# [WORK REQUEST]
Scan the lines below and report each one containing "XRAnchor" by copying it.

+++ LISTED RECORDS

PR #7639, opened 2020-12-11
Add StyleMedia API

vinyldarkscratch:
This PR is a part of a project to add missing interfaces and interface features to BCD that are from a spec ~~in Editor's Draft or more~~ and is supported in at least one browser.  This particular PR adds missing features, populating the results using data from the [mdn-bcd-collector](https://mdn-bcd-collector.appspot.com) project (v1.1.6), for the StyleMedia API.

Spec (deprecated): https://web.archive.org/web/20100206142043/http://dev.w3.org/csswg/cssom-view#the-stylemedia-interface
IDL: https://github.com/foolip/mdn-bcd-collector/blob/main/custom-idl/cssom-view.idl

StyleMedia was originally named Media, and was removed from the spec shortly after it was renamed to StyleMedia.

### DIFF
--- a/api/StyleMedia.json
+++ b/api/StyleMedia.json
@@ -43,8 +43,8 @@
         },
         "status": {
           "experimental": false,
-          "standard_track": true,
-          "deprecated": false
+          "standard_track": false,
+          "deprecated": true
         }
       },
       "matchMedium": {
@@ -90,8 +90,8 @@
           },
           "status": {
             "experimental": false,
-            "standard_track": true,
-            "deprecated": false
+            "standard_track": false,
+            "deprecated": true
           }
         }
       },
@@ -138,8 +138,8 @@
           },
           "status": {
             "experimental": false,
-            "standard_track": true,
-            "deprecated": false
+            "standard_track": false,
+            "deprecated": true
           }
         }
       }
--- a/api/StyleMedia.json
+++ b/api/StyleMedia.json
@@ -1,0 +1,148 @@
+{
+  "api": {
+    "StyleMedia": {
+      "__compat": {
+        "support": {
+          "chrome": {
+            "version_added": false
+          },
+          "chrome_android": {
+            "version_added": false
+          },
+          "edge": {
+            "version_added": "12",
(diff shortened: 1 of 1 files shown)


foolip:
This should be added together with an entry for `window.styleMedia`, which BCD is missing. Chrome does in fact support this, it's just that the `StyleMedia` interface is not exposed. Other than that, the relationship between `styleMedia` and `StyleMedia` is like that between `navigator` and `Navigator`. The interface object itself is more or less irrelevant.

api/StyleMedia.json
```diff
@@ -0,0 +1,148 @@
...
+          "samsunginternet_android": {
+            "version_added": false
+          },
+          "webview_android": {
+            "version_added": false
+          }
+        },
+        "status": {
+          "experimental": false,
+          "standard_track": true,
```
foolip, line 46: This isn't in https://drafts.csswg.org/cssom-view/ or on a standards track, we're getting it from our custom IDL associated with cssom-view.

foolip:
Since comments might be overlooked with so many PRs, this isn't ready, this is supported in Chrome.

vinyldarkscratch:
Gotcha -- I'll reopen this with a custom test that will be introduced in mdn-bcd-collector v1.1.7!

gsnedders:
> Gotcha -- I'll reopen this with a custom test that will be introduced in mdn-bcd-collector v1.1.7!

As far as I can tell, this never happened. (I was trying to find out if Chrome still supported this!)

queengooborg:
Sorry about that!  It looks like for some reason, this interface isn't present in mdn-bcd-collector v4.0 (the current published version), but is present in v5.0.  Once a new collector version launches, I'll be able to get this added in!

foolip:
It's here now: http://mdn-bcd-collector.appspot.com/tests/api/StyleMedia

We had a mishap where all of the custom tests were removed, but they're now restored in 5.0.0.

queengooborg:
I have just opened a PR to add this now!  #15000

PR #7640, opened 2020-12-11
Add TextTrackCueList

vinyldarkscratch:
This PR is a part of a project to add missing interfaces and interface features to BCD that are from a spec in Editor's Draft or more and is supported in at least one browser.  This particular PR adds missing features, populating the results using data from the [mdn-bcd-collector](https://mdn-bcd-collector.appspot.com) project (v1.1.6), for the TextTrackCueList API.

Spec: https://html.spec.whatwg.org/multipage/media.html#texttrackcuelist

### DIFF
--- a/api/TextTrackCueList.json
+++ b/api/TextTrackCueList.json
@@ -109,7 +109,7 @@
               "version_added": "31"
             },
             "firefox_android": {
-              "version_added": "32"
+              "version_added": "31"
             },
             "ie": {
               "version_added": "10"
@@ -118,7 +118,7 @@
               "version_added": "31"
             },
             "opera_android": {
-              "version_added": "31"
+              "version_added": "32"
             },
             "safari": {
               "version_added": "10"
--- a/api/TextTrackCueList.json
+++ b/api/TextTrackCueList.json
@@ -1,0 +1,145 @@
+{
+  "api": {
+    "TextTrackCueList": {
+      "__compat": {
+        "support": {
+          "chrome": {
+            "version_added": "23"
+          },
+          "chrome_android": {
+            "version_added": "25"
+          },
+          "edge": {
+            "version_added": "12"
+          },
+          "firefox": {
+            "version_added": "31"
+          },
+          "firefox_android": {
+            "version_added": "31"
+          },
+          "ie": {
+            "version_added": "10"
+          },
+          "opera": {
+            "version_added": "≤12.1"
+          },
+          "opera_android": {
+            "version_added": "≤12.1"
+          },
+          "safari": {
+            "version_added": "6"
+          },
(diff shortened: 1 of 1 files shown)


api/TextTrackCueList.json
```diff
@@ -0,0 +1,145 @@
+{
+  "api": {
+    "TextTrackCueList": {
+      "__compat": {
+        "support": {
+          "chrome": {
+            "version_added": "23"
```
foolip, line 7: This doesn't match TextTrackCue.json, in particular the `cues` entry there which is an instance of `TextTrackCueList` and these would have to have been introduced together. Perhaps a case of the interface object not being exposed?

vinyldarkscratch: It's very possible -- I confirmed the source of the data for `TextTrackCue` (#3763), and it checks out.  I'll reopen this after mdn-bcd-collector v1.1.7, which features custom tests for these APIs.

vinyldarkscratch: Hmm...it seems that the results are the same for the v1.1.7 collector.

foolip: Can you poke around manually? Was it really the case that part of the text track stuff was introduced in Chrome 9, but TextTrackCueList not until 23? The related APIs worth checking are HTMLTrackElement, HTMLMediaElement.textTracks, and TextTrack* + VTT*.

foolip: I found the WebKit changeset which introduced the interface: https://trac.webkit.org/changeset/97926/webkit

At the time interfaces had to be explicitly exposed in DOMWindow.idl, which was done for TextTrackCue but not TextTrackCueList.

I think we can then confidently say this should be supported from the same versions as `api.TextTrackCue`, `api.HTMLTrackElement` and `api.HTMLMediaElement.textTracks`. I'll check if the data agrees.

api/TextTrackCueList.json
```diff
@@ -0,0 +1,145 @@
...
+            }
+          },
+          "status": {
+            "experimental": false,
+            "standard_track": true,
+            "deprecated": false
+          }
+        }
+      },
+      "length": {
```
foolip, line 96: This should match the parent feature, I'm sure it's a testing bug that led to "44" here. I'll push a change.

foolip (approved):
I've convinced myself using http://mdn-bcd-collector.appspot.com/tests/api/TextTrackCue that this data is correct, but that there are errors in the `TextTrackCue` entry. I'll fix that.

foolip:
I've sent https://github.com/mdn/browser-compat-data/pull/8726 to fix the inconsistencies discovered while reviewing this.

PR #7644, opened 2020-12-11
Add XPathEvaluator

vinyldarkscratch:
This PR is a part of a project to add missing interfaces and interface features to BCD that are from a spec in Editor's Draft or more and is supported in at least one browser.  This particular PR adds missing features, populating the results using data from the [mdn-bcd-collector](https://mdn-bcd-collector.appspot.com) project (v1.1.6), for the XPathEvaluator API.

Spec: https://dom.spec.whatwg.org/#interface-xpathevaluator

### DIFF
--- a/api/XPathEvaluator.json
+++ b/api/XPathEvaluator.json
@@ -48,6 +48,7 @@
       },
       "XPathEvaluator": {
         "__compat": {
+          "description": "<code>XPathEvaluator()</code> constructor",
           "support": {
             "chrome": {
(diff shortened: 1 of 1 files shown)


foolip (approved):

foolip (changes requested):
Actually no, https://developer.mozilla.org/en-US/docs/Web/API/XPathEvaluator exists, so lots of URLs can be added here.

foolip (approved):
Yay!

PR #7645, opened 2020-12-11
Add missing XR APIs and API features

vinyldarkscratch:
This PR is a part of a project to add missing interfaces and interface features to BCD that are from a spec in Editor's Draft or more and is supported in at least one browser.  This particular PR adds missing features, populating the results using data from the [mdn-bcd-collector](https://mdn-bcd-collector.appspot.com) project (v1.1.6), for the XR APIs.

Specs:
https://immersive-web.github.io/anchors/
https://immersive-web.github.io/dom-overlays/
https://immersive-web.github.io/hit-test/
https://immersive-web.github.io/layers/
https://immersive-web.github.io/webxr/
https://immersive-web.github.io/webxr-ar-module/
https://immersive-web.github.io/webxr-hand-input/

### DIFF
--- a/api/XRAnchor.json
+++ b/api/XRAnchor.json
@@ -1,0 +1,145 @@
+{
+  "api": {
+    "XRAnchor": {
+      "__compat": {
+        "support": {
+          "chrome": {
+            "version_added": "85"
+          },
+          "chrome_android": {
+            "version_added": "85"
+          },
+          "edge": {
+            "version_added": "85"
+          },
+          "firefox": {
+            "version_added": false
+          },
+          "firefox_android": {
+            "version_added": false
+          },
+          "ie": {
+            "version_added": false
+          },
+          "opera": {
+            "version_added": false
+          },
+          "opera_android": {
+            "version_added": false
+          },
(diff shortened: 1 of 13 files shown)


api/XRAnchor.json
```diff
@@ -0,0 +1,145 @@
...
+          "samsunginternet_android": {
+            "version_added": false
+          },
+          "webview_android": {
+            "version_added": false
+          }
+        },
+        "status": {
+          "experimental": false,
+          "standard_track": true,
```
foolip, line 45: Looks like there's both a CG (https://www.w3.org/community/immersive-web/) and. a WG (https://www.w3.org/immersive-web/) for this, so I guess `standards_track` true is appropriate here.

But `experimental` is set to true for some of what already exists in api/XRFrame.json, but not all existing XR* stuff it seems.

Can you go over and check what's most common and make sure we set the same statuses for all of XR* unless there's nothing differentiating them? I'd default to `experimental` true and `standards_track` true if the existing pattern is not clear.

foolip (approved):

PR #7980, opened 2020-12-17
Add Chromium versions for XPathExpression API

vinyldarkscratch:
This PR adds real values for Chromium (Chrome, Opera, Samsung Internet, WebView Android) for the `XPathExpression` API, based upon results from the [mdn-bcd-collector](https://mdn-bcd-collector.appspot.com) project (v1.1.6).  Results are manually confirmed for accuracy.

Tests Used: https://mdn-bcd-collector.appspot.com/tests/api/XPathExpression

### DIFF
--- a/api/XPathExpression.json
+++ b/api/XPathExpression.json
@@ -23,10 +23,10 @@
             "version_added": false
           },
           "opera": {
-            "version_added": "15"
+            "version_added": "≤12.1"
           },
           "opera_android": {
-            "version_added": "14"
+            "version_added": "≤12.1"
           },
           "safari": {
             "version_added": null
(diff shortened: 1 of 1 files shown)


api/XPathExpression.json
```diff
@@ -23,10 +23,10 @@
             "version_added": false
           },
           "opera": {
-            "version_added": true
+            "version_added": "15"
```
foolip, line 26: I'm pretty sure this was supported in Presto. `XPathEvaluator` is the strangest thing, both an interface and mixed into `Document` at the same time. So there's actually a `document.createExpression()` method too, which our data says was supported in Presto.

Can you update the custom tests for this to try creating an instance with both methods?

foolip (changes requested):

api/XPathExpression.json
vinyldarkscratch: Ah, looks like there's a slight issue with the test, so it generated a range and I probably accidentally ignored it.  I double-checked in BrowserStack and confirmed Presto support!

foolip: Thanks!

foolip (approved):

PR #7986, opened 2020-12-17
Add Chromium versions for PluginArray API

vinyldarkscratch:
This PR adds real values for Chromium (Chrome, Opera, Samsung Internet, WebView Android) for the `PluginArray` API, based upon results from the [mdn-bcd-collector](https://mdn-bcd-collector.appspot.com) project (v1.1.6).  Results are manually confirmed for accuracy.

Additionally, this adjusts a note on a few methods to match our typical wording, and copies it to all of the Chrome-based browsers.

### DIFF
--- a/api/PluginArray.json
+++ b/api/PluginArray.json
@@ -5,10 +5,10 @@
         "mdn_url": "https://developer.mozilla.org/docs/Web/API/PluginArray",
         "support": {
           "chrome": {
-            "version_added": true
+            "version_added": "1"
           },
           "chrome_android": {
-            "version_added": true
+            "version_added": "18"
           },
           "edge": {
             "version_added": "12"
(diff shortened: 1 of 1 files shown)


api/PluginArray.json
```diff
@@ -23,10 +23,10 @@
             "version_added": null
           },
           "opera": {
-            "version_added": true
+            "version_added": "15"
```
foolip, line 26: I wonder if this wasn't supported in Opera Presto. `PluginArray` is the type for `navigator.plugins`, can you update that entry at the same time and see if the values are the same? I suspect that the interface object just wasn't exposed, and that this needs to test an instance, which is simply `navigator.plugins`.

vinyldarkscratch: Looks like this is a case of unexposed interface, you're right.  Adding a custom test, and manually updated the data.

foolip (approved):

PR #7988, opened 2020-12-17
Add Opera versions for TextMetrics API

vinyldarkscratch:
This PR adds real values for Opera and Opera Android for the `TextMetrics` API, based upon results from the [mdn-bcd-collector](https://mdn-bcd-collector.appspot.com) project (v1.1.6).  Results are manually confirmed for accuracy.

Tests Used: https://mdn-bcd-collector.appspot.com/tests/api/TextMetrics

### DIFF
--- a/api/TextMetrics.json
+++ b/api/TextMetrics.json
@@ -94,10 +94,10 @@
               "version_added": false
             },
             "opera": {
-              "version_added": null
+              "version_added": "64"
             },
             "opera_android": {
-              "version_added": null
+              "version_added": "55"
             },
             "safari": {
               "version_added": true
@@ -166,10 +166,10 @@
               "version_added": false
             },
             "opera": {
-              "version_added": null
+              "version_added": "64"
             },
             "opera_android": {
-              "version_added": null
+              "version_added": "55"
             },
             "safari": {
               "version_added": true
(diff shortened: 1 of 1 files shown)


api/TextMetrics.json
```diff
@@ -602,10 +602,10 @@
               "version_added": false
             },
             "opera": {
-              "version_added": null
+              "version_added": "73"
```
foolip, line 605: The Chrome data suggests this is behind a flag and thus not shipped. Can you update that too if it's not correct?

api/TextMetrics.json
```diff
@@ -602,10 +602,10 @@
...
             },
             "opera_android": {
-              "version_added": null
+              "version_added": false
```
foolip, line 608: I'd be surprised if this API was different between desktop and mobile, can you verify this isn't in Chrome for Android? Then I'd be more inclined to trust this.

api/TextMetrics.json
vinyldarkscratch: #7989 adds the Chrome data, which adds versions for when it was no longer behind a flag.  Realize I should have put these changes with that PR, sorry!

api/TextMetrics.json
vinyldarkscratch: This _was_ added in Chrome Android, enabled by default in Chrome 87.  There's no Opera Android version that corresponds to Chrome 87, though, hence `false`.

foolip: Oh, I see, thanks!

api/TextMetrics.json
foolip: Aha, so Chrome 87, which is the same as Opera 73. Thanks!

foolip (approved):

Issue #7843, opened 2020-12-14
Attributes incorrectly claimed to be added in Chrome 43


foolip:
Chrome 43 fixed its bindings so that Web IDL attributes appear on the prototypes:
https://developers.google.com/web/updates/2015/04/DOM-attributes-now-on-the-prototype-chain

Because of this, tests like `'attributeName' in InterfaceName` can be misleading, suggesting that something was added in Chrome 43. This has come up a lot in @vinyldarkscratch's and my work on https://github.com/foolip/mdn-bcd-collector.

Not all cases of this have been caught in review, and `npm run traverse chrome api 43` lists a lot of features. Some of these were introduced earlier, for example api.HTMLMediaElement.volume is much older.

We need to go through any attributes claimed to be added in Chrome 43 and check if they were really available earlier.

foolip:
https://github.com/mdn/browser-compat-data/issues/7755 is similar, but for Chrome 44.

foolip:
While reviewing https://github.com/mdn/browser-compat-data/pull/7990 I spotted some that I'm almost certain are incorrect and need fixing as part of this issue, namely api.HTMLMediaElement.*. Those are all very old APIs, not introduced in Chrome 43.

ddbeck:
@foolip What's the trick to testing that attributes are supported before 43? Testing on actual instances, instead of the prototype?

foolip:
@ddbeck exactly, an instance is needed, and that's what collector fixes like https://github.com/foolip/mdn-bcd-collector/pull/1247 ends up doing.

queengooborg:
I think that we've pretty much fixed this, and any additional instances should be catchable by the collector.  I'm going to close this issue and consider it to be a part of the bigger collector synchronization goal.

PR #7990, opened 2020-12-17
Add Chromium versions for TimeRanges API

vinyldarkscratch:
This PR adds real values for Chromium (Chrome, Opera, Samsung Internet, WebView Android) for the `TimeRanges` API, based upon results from the [mdn-bcd-collector](https://mdn-bcd-collector.appspot.com) project (v1.1.6).  Results are manually confirmed for accuracy.

Tests Used: https://mdn-bcd-collector.appspot.com/tests/api/TimeRanges

### DIFF
--- a/api/TimeRanges.json
+++ b/api/TimeRanges.json
@@ -5,10 +5,10 @@
         "mdn_url": "https://developer.mozilla.org/docs/Web/API/TimeRanges",
         "support": {
           "chrome": {
-            "version_added": true
+            "version_added": "6"
           },
           "chrome_android": {
-            "version_added": true
+            "version_added": "18"
           },
           "edge": {
             "version_added": "12"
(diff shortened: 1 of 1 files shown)


api/TimeRanges.json
```diff
@@ -5,10 +5,10 @@
         "mdn_url": "https://developer.mozilla.org/docs/Web/API/TimeRanges",
         "support": {
           "chrome": {
-            "version_added": true
+            "version_added": "6"
```
foolip, line 8: This doesn't add up with the attributes that return `TimeRanges`, but commented on https://github.com/mdn/browser-compat-data/issues/7843#issuecomment-747482568 instead of asking for that to be fixed in this PR.

foolip (approved):

PR #7995, opened 2020-12-17
Add IE/Edge versions for StyleSheetList API

vinyldarkscratch:
This PR adds real values for Internet Explorer and Edge for the `StyleSheetList` API, based upon results from the [mdn-bcd-collector](https://mdn-bcd-collector.appspot.com) project (v1.1.6).  Results are manually confirmed for accuracy.

Tests Used: https://mdn-bcd-collector.appspot.com/tests/api/StyleSheetList

### DIFF
--- a/api/StyleSheetList.json
+++ b/api/StyleSheetList.json
@@ -20,7 +20,7 @@
             "version_added": "31"
           },
           "ie": {
-            "version_added": "9"
+            "version_added": "8"
           },
           "opera": {
             "version_added": true
@@ -67,7 +67,7 @@
               "version_added": "31"
             },
             "ie": {
-              "version_added": "9"
+              "version_added": "8"
             },
             "opera": {
               "version_added": true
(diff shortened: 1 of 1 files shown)


foolip (changes requested):
This should match https://mdn-bcd-collector.appspot.com/tests/api/Document/styleSheets but that works in IE8 as well. So I tested https://mdn-bcd-collector.appspot.com/tests/api/StyleSheetList and that too returns true for IE8. Did something go wrong with data collection here, or was it the update-bcd script that did the wrong thing?

vinyldarkscratch:
Hmm, not sure what happened here, that's weird...

api/StyleSheetList.json
```diff
@@ -20,7 +20,7 @@
             "version_added": "31"
           },
           "ie": {
-            "version_added": null
+            "version_added": "8"
```
foolip, line 23: I tested https://mdn-bcd-collector.appspot.com/tests/api/Document/styleSheets in IE8, but no earlier version. Now I tested it and it return true back to IE6. Can you check if `document.styleSheets` is a `StyleSheetList` instance in IE6 and if so update this?

foolip (changes requested):

foolip (approved):

PR #8001, opened 2020-12-17
Add IE/Edge versions for Plugin API

vinyldarkscratch:
This PR adds real values for Internet Explorer and Edge for the `Plugin` API, based upon results from the [mdn-bcd-collector](https://mdn-bcd-collector.appspot.com) project (v1.1.6).  Results are manually confirmed for accuracy.

### DIFF
--- a/api/Plugin.json
+++ b/api/Plugin.json
@@ -20,7 +20,7 @@
             "version_added": "4"
           },
           "ie": {
-            "version_added": null
+            "version_added": "11"
           },
           "opera": {
             "version_added": "15"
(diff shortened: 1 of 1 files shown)


api/Plugin.json
```diff
@@ -20,7 +20,7 @@
             "version_added": "4"
           },
           "ie": {
-            "version_added": null
+            "version_added": "11"
```
foolip, line 23: This should match https://github.com/mdn/browser-compat-data/pull/8002#pullrequestreview-555222775 when the correct version for `navigator.plugins` has been found. It might not be possible to reliably test an instance here though, since there might be no supported plugins.

foolip (changes requested):

vinyldarkscratch:
For ease of review, I'll merge this into #8000, as well as include data for `navigator.plugins` in it, since they all go together.

PR #8002, opened 2020-12-17
Add IE/Edge versions for Plugin and PluginArray APIs

vinyldarkscratch:
This PR adds real values for Internet Explorer and Edge for the `Plugin` and `PluginArray` APIs, based upon results from the [mdn-bcd-collector](https://mdn-bcd-collector.appspot.com) project (v1.1.6).  Results are manually confirmed for accuracy.

### DIFF
--- a/api/PluginArray.json
+++ b/api/PluginArray.json
@@ -20,7 +20,7 @@
             "version_added": "4"
           },
           "ie": {
-            "version_added": "11"
+            "version_added": "≤6"
           },
           "opera": {
             "version_added": "≤12.1"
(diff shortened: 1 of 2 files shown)


api/PluginArray.json
```diff
@@ -20,7 +20,7 @@
             "version_added": "4"
           },
           "ie": {
-            "version_added": null
+            "version_added": "11"
```
foolip, line 23: This should match https://mdn-bcd-collector.appspot.com/tests/api/Navigator/plugins but that tests true in IE10. Can you test an instance (`navigator.plugins`) here?

foolip (changes requested):

foolip (approved):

++++++

# [RESULT OF THIS EXERCISE]
--- a/api/XRAnchor.json
+++ b/api/XRAnchor.json
+    "XRAnchor": {
api/XRAnchor.json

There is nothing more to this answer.